# Task to carry out
Examine the entries and show every line in which the word "uses" is found.

# Material shown
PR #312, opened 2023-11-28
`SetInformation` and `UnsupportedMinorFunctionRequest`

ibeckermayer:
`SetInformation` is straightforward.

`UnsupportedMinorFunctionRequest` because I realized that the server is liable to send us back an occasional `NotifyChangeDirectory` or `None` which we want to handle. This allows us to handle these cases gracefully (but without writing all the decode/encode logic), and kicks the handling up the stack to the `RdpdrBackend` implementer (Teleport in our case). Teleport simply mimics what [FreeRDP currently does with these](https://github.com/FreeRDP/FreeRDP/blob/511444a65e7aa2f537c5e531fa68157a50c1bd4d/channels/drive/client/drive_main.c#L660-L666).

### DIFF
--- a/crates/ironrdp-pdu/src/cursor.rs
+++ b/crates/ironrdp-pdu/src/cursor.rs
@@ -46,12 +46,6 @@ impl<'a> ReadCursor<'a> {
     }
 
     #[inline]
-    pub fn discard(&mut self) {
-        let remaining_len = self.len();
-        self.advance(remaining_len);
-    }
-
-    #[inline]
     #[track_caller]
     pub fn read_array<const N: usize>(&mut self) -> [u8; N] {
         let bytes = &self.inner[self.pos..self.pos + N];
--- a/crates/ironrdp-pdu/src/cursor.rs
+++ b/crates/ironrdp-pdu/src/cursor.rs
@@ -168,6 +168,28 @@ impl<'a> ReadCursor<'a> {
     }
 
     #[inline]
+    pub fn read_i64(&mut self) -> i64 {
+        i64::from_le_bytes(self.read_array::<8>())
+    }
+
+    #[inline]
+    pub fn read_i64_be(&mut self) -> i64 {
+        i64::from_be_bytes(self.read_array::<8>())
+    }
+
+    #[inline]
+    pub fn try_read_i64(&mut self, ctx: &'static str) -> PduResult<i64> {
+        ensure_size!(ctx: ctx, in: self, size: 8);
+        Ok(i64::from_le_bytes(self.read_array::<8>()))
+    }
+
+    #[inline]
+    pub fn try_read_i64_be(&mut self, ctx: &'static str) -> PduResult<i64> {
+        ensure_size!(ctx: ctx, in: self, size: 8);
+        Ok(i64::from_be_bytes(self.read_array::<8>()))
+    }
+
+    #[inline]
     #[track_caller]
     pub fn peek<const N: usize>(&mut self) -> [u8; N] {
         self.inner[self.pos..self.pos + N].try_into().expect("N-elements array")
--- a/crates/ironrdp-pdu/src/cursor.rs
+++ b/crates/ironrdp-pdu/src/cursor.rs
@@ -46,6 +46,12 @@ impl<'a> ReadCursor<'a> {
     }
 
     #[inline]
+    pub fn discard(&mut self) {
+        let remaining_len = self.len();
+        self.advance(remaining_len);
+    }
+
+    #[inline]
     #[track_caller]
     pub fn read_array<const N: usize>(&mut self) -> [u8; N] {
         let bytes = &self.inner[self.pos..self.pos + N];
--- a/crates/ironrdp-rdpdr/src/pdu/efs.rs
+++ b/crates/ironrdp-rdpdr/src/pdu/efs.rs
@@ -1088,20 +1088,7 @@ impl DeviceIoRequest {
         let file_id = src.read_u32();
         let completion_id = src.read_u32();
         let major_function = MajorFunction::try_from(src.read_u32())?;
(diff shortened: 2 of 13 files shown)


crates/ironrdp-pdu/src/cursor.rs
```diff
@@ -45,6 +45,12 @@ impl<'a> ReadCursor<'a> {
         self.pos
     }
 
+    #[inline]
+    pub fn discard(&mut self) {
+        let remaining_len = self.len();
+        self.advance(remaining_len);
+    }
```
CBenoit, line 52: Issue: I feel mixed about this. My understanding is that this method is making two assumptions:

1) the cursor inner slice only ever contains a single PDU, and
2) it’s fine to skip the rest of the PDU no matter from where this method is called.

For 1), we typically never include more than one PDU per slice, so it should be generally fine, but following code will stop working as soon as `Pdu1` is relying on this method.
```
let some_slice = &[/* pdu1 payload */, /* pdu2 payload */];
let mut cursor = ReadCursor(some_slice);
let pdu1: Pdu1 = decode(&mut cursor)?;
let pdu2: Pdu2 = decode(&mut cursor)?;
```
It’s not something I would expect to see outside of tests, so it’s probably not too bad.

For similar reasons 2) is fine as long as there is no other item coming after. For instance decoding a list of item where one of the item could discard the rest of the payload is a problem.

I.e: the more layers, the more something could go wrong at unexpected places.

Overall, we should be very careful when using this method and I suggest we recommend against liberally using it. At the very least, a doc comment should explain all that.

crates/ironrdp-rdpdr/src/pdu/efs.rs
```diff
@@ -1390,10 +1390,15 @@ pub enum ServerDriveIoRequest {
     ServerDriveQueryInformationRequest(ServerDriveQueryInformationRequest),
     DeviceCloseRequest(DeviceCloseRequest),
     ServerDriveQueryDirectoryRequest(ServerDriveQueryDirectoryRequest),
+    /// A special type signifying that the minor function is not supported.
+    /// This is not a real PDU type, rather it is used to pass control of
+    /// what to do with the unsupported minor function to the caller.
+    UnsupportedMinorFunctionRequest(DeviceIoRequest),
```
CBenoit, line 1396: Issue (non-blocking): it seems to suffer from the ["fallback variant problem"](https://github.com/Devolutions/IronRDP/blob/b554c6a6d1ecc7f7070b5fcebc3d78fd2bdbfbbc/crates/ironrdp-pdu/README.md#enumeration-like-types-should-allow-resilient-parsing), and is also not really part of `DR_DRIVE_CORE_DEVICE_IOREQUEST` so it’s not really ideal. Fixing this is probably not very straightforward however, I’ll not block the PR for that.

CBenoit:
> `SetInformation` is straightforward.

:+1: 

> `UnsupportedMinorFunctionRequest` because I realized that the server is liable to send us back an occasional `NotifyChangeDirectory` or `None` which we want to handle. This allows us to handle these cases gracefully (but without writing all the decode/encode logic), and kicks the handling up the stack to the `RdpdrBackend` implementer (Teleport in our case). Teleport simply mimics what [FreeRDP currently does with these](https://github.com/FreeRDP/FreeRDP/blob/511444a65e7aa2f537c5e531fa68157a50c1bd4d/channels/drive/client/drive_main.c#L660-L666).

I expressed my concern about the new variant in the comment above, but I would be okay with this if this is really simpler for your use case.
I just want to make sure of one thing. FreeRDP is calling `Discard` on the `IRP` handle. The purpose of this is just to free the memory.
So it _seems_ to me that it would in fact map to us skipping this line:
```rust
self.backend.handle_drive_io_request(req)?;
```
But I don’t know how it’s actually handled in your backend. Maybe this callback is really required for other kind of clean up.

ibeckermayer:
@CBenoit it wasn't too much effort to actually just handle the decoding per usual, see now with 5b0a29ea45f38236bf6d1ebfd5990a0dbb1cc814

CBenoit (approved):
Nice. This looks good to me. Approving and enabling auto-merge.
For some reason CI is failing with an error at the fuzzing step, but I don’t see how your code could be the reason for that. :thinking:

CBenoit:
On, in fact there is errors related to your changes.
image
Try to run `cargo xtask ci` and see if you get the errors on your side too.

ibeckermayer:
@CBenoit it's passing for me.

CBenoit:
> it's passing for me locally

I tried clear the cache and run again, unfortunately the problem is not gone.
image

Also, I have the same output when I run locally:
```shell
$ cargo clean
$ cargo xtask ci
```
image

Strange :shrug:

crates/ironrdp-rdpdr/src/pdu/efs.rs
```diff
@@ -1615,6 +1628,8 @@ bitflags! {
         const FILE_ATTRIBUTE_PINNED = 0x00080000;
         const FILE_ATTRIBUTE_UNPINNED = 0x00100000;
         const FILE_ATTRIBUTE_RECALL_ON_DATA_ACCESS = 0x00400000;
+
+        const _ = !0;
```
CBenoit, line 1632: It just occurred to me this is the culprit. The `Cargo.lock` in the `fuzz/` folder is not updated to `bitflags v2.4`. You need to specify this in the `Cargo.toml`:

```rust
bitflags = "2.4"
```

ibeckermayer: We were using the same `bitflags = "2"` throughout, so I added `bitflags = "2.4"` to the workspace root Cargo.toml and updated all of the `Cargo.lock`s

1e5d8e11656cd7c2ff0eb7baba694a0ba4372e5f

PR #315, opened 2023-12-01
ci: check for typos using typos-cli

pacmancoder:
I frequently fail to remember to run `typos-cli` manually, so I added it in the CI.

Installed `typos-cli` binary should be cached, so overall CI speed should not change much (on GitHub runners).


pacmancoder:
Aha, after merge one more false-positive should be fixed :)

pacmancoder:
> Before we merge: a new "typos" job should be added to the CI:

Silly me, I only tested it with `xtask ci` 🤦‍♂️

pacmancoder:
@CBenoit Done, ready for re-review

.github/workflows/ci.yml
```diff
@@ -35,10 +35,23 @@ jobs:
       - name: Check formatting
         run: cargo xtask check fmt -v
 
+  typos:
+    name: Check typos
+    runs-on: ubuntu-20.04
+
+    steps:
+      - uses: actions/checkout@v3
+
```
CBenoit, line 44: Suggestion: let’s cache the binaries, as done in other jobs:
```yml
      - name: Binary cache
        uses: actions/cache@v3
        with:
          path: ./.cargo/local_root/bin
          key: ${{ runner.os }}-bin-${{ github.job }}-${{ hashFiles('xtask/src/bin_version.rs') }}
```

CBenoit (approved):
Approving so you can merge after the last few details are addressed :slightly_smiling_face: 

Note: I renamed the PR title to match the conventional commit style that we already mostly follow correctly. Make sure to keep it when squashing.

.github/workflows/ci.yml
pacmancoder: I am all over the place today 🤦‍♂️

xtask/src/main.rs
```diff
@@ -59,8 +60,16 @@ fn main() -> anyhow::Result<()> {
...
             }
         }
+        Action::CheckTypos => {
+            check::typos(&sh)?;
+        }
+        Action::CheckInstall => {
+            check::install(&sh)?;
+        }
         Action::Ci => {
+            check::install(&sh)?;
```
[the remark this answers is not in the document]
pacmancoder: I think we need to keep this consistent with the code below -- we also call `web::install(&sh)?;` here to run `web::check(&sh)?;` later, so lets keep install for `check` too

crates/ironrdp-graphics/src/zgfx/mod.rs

# Completed exercise
+      - uses: actions/checkout@v3
        uses: actions/cache@v3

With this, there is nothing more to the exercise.